The study of Ad-RTS-hIL-12 as a potential treatment for breast cancer is being carried out at the Memorial Sloan Kettering Cancer Center in New York. Ziopharm said the ongoing study aims to evaluate the efficacy, safety and tolerability of Ad-RTS-hIL-12. The study seeks to test the drug in some 40 women battling locally advanced or metastatic breast cancer.
The data that Ziopharm presented was for study outcome of Ad-RTS-hIL-12 + veledimex. ZIOP explained that Ad-RTS-hIL-12 + veledimex is a gene therapy capable of regulating local expression of IL-12. The company further said that the ability to control production of IL-12 is achieved through adjusting veledimex dosing. Modulating veledimex dosing is important in improving therapeutic outcome of the candidate compared with the standard care.
Keep in mind that Ziopharm is testing Ad-RTS-hIL-12 in patients with all subtypes of breast cancer. Once patients start receiving Ad-RTS-hIL-12, they stop chemotherapy.
During the study, patients received a single cycle of Ad-RTS-hIL-12 + veledimex, with the being able to improve or at least maintain pre-study response.
The study outcome
Ziopharm reported that Ad-RTS-hIL-12 + veledimex triggered the production of IL-12 after 7 days of study. The expression of IL-12 in turn triggered production of IFNγ.
CD8+ T cells and IFNγ were noted to be present after 6 weeks of completing the administration of veledimex. That indicated the ability of Ad-RTS-hIL-12 to produce favorable impact in tumor environment in the long-run. ZIOP said that two patients who received Ad-RTS-hIL-12 + veledimex exhibited durable response lasting 18 to 35 weeks.

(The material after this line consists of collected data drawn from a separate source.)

PR #7548, opened 2018-07-02
Update to remove Facebook Pixel related code.

weerd:
#### What's this PR do?

This PR removes the code related to the Facebook Pixel.

Round and round we go! After some further clarification, we only want to include the Google Tag Manager script, since you can use Google's container script to include other scripts, such as the Facebook Pixel script with a bit more fine-tuned control.

#### Relevant tickets
Refs [Pivotal ID #158462761](https://www.pivotaltracker.com/story/show/158462761)


DFurnes (approved):
We hardly knew ye! 👋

The disease control rate (DCR) in all the patients was 44% after 6 weeks of treatment and came to 22% after 12 weeks. On the other hand, overall response rate (ORR) was 11% after 12 weeks of treatment.
Though toxicities were observed in relation to the study, ZIOP said that they reversed after veledimex dosing was discontinued.
“These data provide additional evidence that IL-12 expression and corresponding downstream signaling is activated using Ad-RTS-hIL-12 + veledimex [..],” said Francois Lebel, Chief Medical Officer at ZIOP.
Ziopharm stock eased 5.57% to $5.42 in the last session.